▸ Items from a dataset
PR #597, opened 2020-11-12
support value tuples in ImmutabilityContext

omsmith:
It's impractical and/or impossible (I forget which) to refer to value tuples by name and thus they wouldn't do well as an "extra type" style thing.

Add specific logic, filling them in as "all types must be immutable"

### DIFF
--- a/src/D2L.CodeStyle.Analyzers/Immutability/ImmutabilityContext.cs
+++ b/src/D2L.CodeStyle.Analyzers/Immutability/ImmutabilityContext.cs
@@ -185,7 +185,7 @@ namespace D2L.CodeStyle.Analyzers.Immutability {
 			if( type.IsTupleType ) {
 				info = ImmutableTypeInfo.CreateWithAllImmutableTypeParameters(
 					kind: ImmutableTypeKind.Total,
-					type: type
+					type: type.OriginalDefinition
 				);
 				return true;
 			}
--- a/src/D2L.CodeStyle.Analyzers/Immutability/ImmutabilityContext.cs
+++ b/src/D2L.CodeStyle.Analyzers/Immutability/ImmutabilityContext.cs
@@ -182,6 +182,14 @@ namespace D2L.CodeStyle.Analyzers.Immutability {
 				return true;
 			}
 
+			if( type.IsTupleType ) {
+				info = ImmutableTypeInfo.CreateWithAllImmutableTypeParameters(
+					kind: ImmutableTypeKind.Total,
+					type: type
+				);
+				return true;
+			}
+
 			// Check if we were otherwise told that this type is immutable
 			return m_extraImmutableTypes.TryGetValue( type, out info );
 		}


src/D2L.CodeStyle.Analyzers/Immutability/ImmutabilityContext.cs
```diff
@@ -182,6 +182,14 @@ out diagnostic
 				return true;
 			}
 
+			if( type.IsTupleType ) {
+				info = ImmutableTypeInfo.CreateWithAllImmutableTypeParameters(
+					kind: ImmutableTypeKind.Total,
```
omsmith, line 187: There could theoretically be some funkiness in this zone given `readonly (object, int) m_foo = (new object(), 1);` is theoretically okay...

Decide if we want to care/support that down the road?

src/D2L.CodeStyle.Analyzers/Immutability/ImmutabilityContext.cs
```diff
@@ -182,6 +182,14 @@ out diagnostic
 				return true;
 			}
 
+			if( type.IsTupleType ) {
+				info = ImmutableTypeInfo.CreateWithAllImmutableTypeParameters(
+					kind: ImmutableTypeKind.Total,
+					type: type
```
j3parker, line 188: Is it "weird" that we don't do `.OriginalDefinition` here? It works regardless, though?

omsmith: Doesn't really matter. This is basically JIT adding `[Immutable]` attributes to the type definition.

j3parker: Yeah, it's just interesting to me that type could be like, `ValueType<object>`, no?

j3parker: `[Immutable]ValueType<[Immutable]T1>`, `[Immutable]ValueType<[Immutable]T1, [Immutable]T2>`... are things I'd expect to express with an `ImmutableTypeInfo` for sure.

omsmith: I can switch it to OrignialDefinition, I've no strong feels.

```csharp
			readonly (ClassMarkedImmutableImplementingRegularInterface) m_bar = default;
			readonly (object) /* NonImmutableTypeHeldByImmutable(Class, Object, ) */ m_foo /**/ = default;
```

```
type.Name
"ValueTuple"
type.TypeParameters
Length = 2
    [0]: {T1}
    [1]: {T2}
    Results View: Expanding the Results View will enumerate the IEnumerable
type.TypeArguments
Length = 2
    [0]: {SpecTests.Classes.ClassMarkedImmutableImplementingRegularInterface}
    [1]: {?}
    Results View: Expanding the Results View will enumerate the IEnumerable
type.Name
"ValueTuple"
type.TypeParameters
Length = 2
    [0]: {T1}
    [1]: {T2}
    Results View: Expanding the Results View will enumerate the IEnumerable
type.TypeArguments
Length = 2
    [0]: {object}
    [1]: {?}
    Results View: Expanding the Results View will enumerate the IEnumerable
type.ToMinimalDisplayString()
error CS1501: No overload for method 'ToMinimalDisplayString' takes 0 arguments
type.ToDisplayString()
"(object, ?)"
type.OriginalDefinition.ToDisplayString()
"(T1, T2)"
```

omsmith: The `?` (ErrorType) is because I suppose single-valued tuples aren't valid, need a minimum of two :P

Still works though!

j3parker: Yeah, I don't feel strongly about it and suspected it would still work. I'm just "surprised" to see it not used, even though in practice it doesn't matter.

It might matter more if we want to support what `[ImmutableGeneric]` is doing, where we say "I know `IFactory<T>` in general is mutable, but I want any `IFactory<Foo>` to be immutable". I don't think the logic of that stuff is 100% sound though, like when you have `Bar<X>` implementing `IFactory<X>` then `Bar<Foo>` would also need to be immutable too and I'm not sure we currently do that right (so I'm happy to stop supporting that feature)

j3parker (approved):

▸ Your goal
Extract every line above containing the word "IsTupleType".

▸ Answer to the problem
 			if( type.IsTupleType ) {
+			if( type.IsTupleType ) {
+			if( type.IsTupleType ) {
+			if( type.IsTupleType ) {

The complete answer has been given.